A common question that I get from my clients is: what is a reasonable amount to spend on housing? The answer to this question varies depending on to whom you talk. In today’s post I will provide a few general guidelines and then share my own thoughts on this subject.
What the "Experts" Say
Dave Ramsey, in his Financial Peace University curriculum, recommends spending between 25-35% of take home pay on housing. He includes mortgage or rent, real estate taxes, repairs, maintenance, and association dues in this number. He does not include utilities or homeowners or renters insurance.
A common rule of thumb used by mortgage lenders is that monthly mortgage payments should not exceed 28% of gross monthly income and that all monthly debt payments should not exceed 36% of monthly gross income.
I think that Dave Ramsey’s and the mortgage lender’s guidelines are helpful as a starting point but it is important to remember that each person or family is in a unique situation. For example, a student who has little to no earned income will likely spend much more on housing than the guidelines above. On the other end of the spectrum, someone who has paid off their mortgage is likely to spend a very small percentage of their income on housing expenses.
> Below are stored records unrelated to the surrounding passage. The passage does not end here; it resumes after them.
PR #75, opened 2019-12-09
INTLY-4355 fix issue with redis snapshot, and tag the snapshot

austincunningham:
## Overview

Jira: https://issues.redhat.com/browse/INTLY-4355

## Verification

- Clone this branch
- Run `make cluster/prepare`
- Run `make run`
- Wait for redis to provision on aws
- delete the redis CR 
- Ensure a snapshot is take on deletion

I would also say that the guidelines above serve as good limits on the upper end but spending less than these guidelines can provide greater flexibility and less stress in budgeting. For example, if a mortgage lender approves you for a mortgage of $200,000, it may be in your best interest to purchase a home for $180,000 or even less. If renting, maybe this means renting a place with a couple of roommates in order to lower costs. In either case, staying below the general guidelines can free up additional funds on a monthly basis to pay down debts, save, give, or spend on other items.
What about you? What percentage of your income do you spend on housing? How did you decide on that percentage? Would you adjust the number if you could?